Commenting for TCTMD, AHA program committee chair Manesh Patel, MD (Duke University School of Medicine, Durham, NC), said, “The idea of preconditioning has been around for some time. It’s exciting as a possibility, and I think the bypass surgery or surgical population is a great one because you know when the insult’s going to happen so you can treat going into it.”
The current findings are interesting, said Patel, who was circumspect when it came to interpreting the results because they came from an interim analysis of about half of the patients in this phase II trial.
“It’s a small study,” he said. “We’ve seen a lot of cardioprotective therapies before that in large phase III studies haven’t panned out, but it’s certainly encouraging from what I’ve seen.”
Exposure to Minor Stress
Preconditioning, as a concept, involves exposure to minor stressors to protect against future damage. Remote ischemic preconditioning—induction of brief periods of ischemia using a sphygmomanometer on the arm or leg—has been tested in recent decades, although it hasn’t worked very well, Lamy said.
RBT-1 represents a pharmacologic alternative to protect against damage among multiple organs. It’s designed to elicit antioxidant, anti-inflammatory, and iron-scavenging effects.
In the START trial, conducted across multiple centers in the United States, Canada, and Australia, RBT-1 was tested in patients undergoing elective CABG and/or valve surgery on cardiopulmonary bypass, with the treatment given 24 to 48 hours before the operation.
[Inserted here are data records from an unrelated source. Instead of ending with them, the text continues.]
PR #1359, opened 2015-01-27
Updates to two styles

myurkin:
Mainly related to handling the short form of container-title in combination with automatic abbreviation in Word processor.


rmzelle:
@adam3smith, do you agree with this solution? Or should we ask Zotero to limit automatic abbreviation to journal titles?

adam3smith:
I think this is the better solution. We want to at least keep the option open for other titles to be abbreviated via other lists. So yes, I agree, this is what we're doing in other styles, too.

myurkin:
The behavior of abbreviations should be partly controlled by styles, i.e. some style standards may specify that book titles should be abbreviated (when a chapter is referenced) or not.

But it would also help if the Word plugin has more flexibility with regards to using abbreviation lists. 
For instance, a separate option to use MEDLINE list only for journal titles (as is written in its description) will help a lot of users right away. Or alternatively it can be made to work always only with journal titles (until there will be cases, when abbreviating other container-title is useful).

rmzelle:
I guess we can merge this, then.

@myurkin, any reason you changed the indentation on the XML comments? Or is that just something your text editor did? See https://github.com/citation-style-language/styles/pull/1359/files

myurkin:
Concerning the xml comments, yes, I have restyled them on purpose. But it was not about indentation but rather removing manual line breaks. So now this comments are "one paragraph - one line". That makes it easier to make further changes in them.

rmzelle:
Thanks!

There were three randomized groups, each with 42 patients:
- Low-dose RBT-1 (45 mg SnPP/240 mg FeS)
- High-dose RBT-1 (90 mg SnPP/240 mg FeS)
Lamy presented an interim analysis of the trial that included 60 patients for efficacy (they received the study drug and underwent surgery without delay) and 63 for safety (they received the study drug).
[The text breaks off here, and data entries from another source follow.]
PR #1360, opened 2015-01-27
Update Revue française de sociologie, add English version

nalimilan:


rmzelle:
I'll look at this later, but generally we prefer to have separate pull requests for style updates and new style submissions.

It's usually also handier to submit from a new branch, instead of using your "master" branch. That way you can easier keep your "master" branch up to date.

nalimilan:
OK, I've made separate PR for two reviews.

But I have a problem with the RFS English style: I cannot find an ISSN different from the one for the French version, and Travis doesn't like that. What should I do?

adam3smith:
we can take care of that part--there's an exception list for Travis for such cases. Just to confirm--the English and French style differ by other things than language, correct?

nalimilan:
Cool. The two styles are identical except for a few localization issues: translation of "Ph.D. thesis", different quotes, quotes outside of punctuation.

adam3smith:
I think that's better handled with a dependent style then, so we avoid duplicate code. It's possible to override the locale of the parent style in a dependent style and that'd be the way to go. I'll try to look at this tonight with more details, but it could take me a little longer, so @rmzelle if you have time, please have a quick look.

nalimilan:
Ah, would make more sense indeed. Thanks for looking at this!

nalimilan:
I'll leave this PR open for the translation issue, and open a new PR for the update to the French style.

rmzelle:
@nalimilan, ISSNs that may appear multiple times are listed at https://github.com/citation-style-language/styles/blob/master/spec/spec_helper.rb#L8, so we could add "0035-2969" to that list.

As for the localization, you would create a dependent style with its locale set to English. Note that dependent styles themselves can't define locale data such as term translations. If you find that you need more customization than automatically happens through the use of the CSL locale files, you can put additional English localization data in the French independent parent style, e.g. with:

```
<style ...>
  <locale xml:lang="en">
    <terms>
      <term name="retrieved">available</term>
    </terms>
  </locale>
  <locale xml:lang="fr">
    <terms>
      <term name="retrieved">disponible</term>
    </terms>
  </locale>
</style>
```

(example from vancouver.csl)

See https://forums.zotero.org/discussion/36595/defaultlocale-of-dependent-doesnt-override-that-of-its-parent/?Focus=207473#Comment_207473 for a few more examples of dependent styles that have a different default-locale from their parent.

nalimilan:
Thanks. One problem I had is that I wanted to show "Ph.D. thesis" and its translation, but there's no standard term for that. I tried `<term name="thesis">`, but it didn't pass the CSL validator. Is there a solution?

rmzelle:
I think the "genre" variable is usually used for that. (at least for Zotero)

adam3smith:
the style uses a generic term where genre is empty. That's not unreasonable and I do think we should localize all item types in the medium term. 
Until then, I would still tend to say I'd prefer to just have one version of this style and have wrong localization for theses without genre/type.

nalimilan:
Here's the new dependent style.

rmzelle:
Looks great, thanks!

Overall, mean patient age was about 66 years, and 76% of participants were men. About half underwent CABG alone, 25% valve surgery alone, and 25% both. Mean duration of surgery was about 4.8 hours, and mean time on pump was about 1.9 hours, with similar figures in each group.
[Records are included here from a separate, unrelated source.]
PR #1364, opened 2015-01-28
add original date and status to APA style

adam3smith:
@bwiernik @nickbart1980 could you take a quick looks if this looks right to you? Seemed pretty straightforward for APA. If you think this is OK, I'll add this to all APA variants.
I'll do Chicago, which will be a little trickier, next. 
@rmzelle - I'm hoping to add these to a couple of styles: for pandoc users, for people who want to use the Zotero/citeproc workarounds, and for other reference managers that are interested in implementing this. I assume there are no objections?

### DIFF
--- a/apa.csl
+++ b/apa.csl
@@ -281,6 +281,12 @@
               </choose>
             </group>
           </if>
+          <else-if variable="status">
+            <group prefix=" (" suffix=")">
+              <text variable="status"/>
+              <text variable="year-suffix" prefix="-"/>
+            </group>
+          </else-if>
           <else>
             <group prefix=" (" suffix=")">
               <text term="no date" form="short"/>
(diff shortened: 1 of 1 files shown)


apa.csl
```diff
@@ -1,6 +1,6 @@
 <?xml version="1.0" encoding="utf-8"?>
 <style xmlns="http://purl.org/net/xbiblio/csl" class="in-text" version="1.0" demote-non-dropping-particle="never">
-  <!-- This style was edited with the Visual CSL Editor (http://editor.citationstyles.org/visualEditor/) -->
+  <!-- This style was edited with the Visual CSL Editor (http://editor.citatinstyles.org/visualEditor/) -->
```
rmzelle: Typo?

rmzelle:
Sure.

apa.csl
adam3smith: yeah, happened while saving. I'll take the line out given that this has now gone many iterations w/o the editor.

adam3smith:
OK, advanced online is added. CSL automatically sorts items with no date last (no matter the sort order), so that's already working correctly automatically.
I'm happy with this now, unless there are further objections, I'm going to accept his later today.

bwiernik:
Looks good to me.

adam3smith:
thanks everyone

The primary endpoint was the preconditioning response based on three plasma biomarkers—heme oxygenase-1, ferritin, and interleukin-10. Mean composite biomarker response was significantly higher for both the high and low dose of RBT-1 compared with placebo (P < 0.0001 for both). There were significant increases for each of the three biomarkers with RBT-1 versus placebo (P < 0.01 for all).
Several secondary outcomes favored RBT-1 (high and low doses combined), as well:
- Mean ventilator time (1.1 vs 3.2 days)
- Mean ICU days (2.7 vs 7.0 days)
- Acute kidney injury (13% vs 27%)
- Major adverse kidney events at 30 days (5% vs 23%)
- Readmissions at 30 days (3% vs 32%)
Safety was also very good, Lamy said, with adverse events mostly related to photosensitivity.
Patel said it’s encouraging that both the biomarker changes and the clinical outcomes are going in the right direction, indicating a possible benefit of RBT-1, although he noted that some of the findings could be due to chance related to small numbers.
The biomarkers tested in this study correlate with clinical outcomes, but it’s critical to determine in phase III studies whether therapies designed to modulate them have any other effects that could influence how patients fare one way or another, he indicated.
If the full phase II results remain consistent with the interim analysis presented by Lamy, there should be enough to move to phase III, Patel suggested.
And taking a broader look, he said, “I’m encouraged that we continue to do studies to look to see if we can improve patients undergoing cardiovascular procedures—namely, bypass surgery—where there is a significant up-front risk for our patients.”
Lamy A. Interim results of a phase 2 study with RBT-1 evaluating postoperative course in patients undergoing elective CABG/valve surgery on cardiopulmonary bypass. Presented at: AHA 2022. November 6, 2022. Chicago, IL.
- The START trial was sponsored by Renibus Therapeutics.
- Lamy reports no relevant conflicts of interest.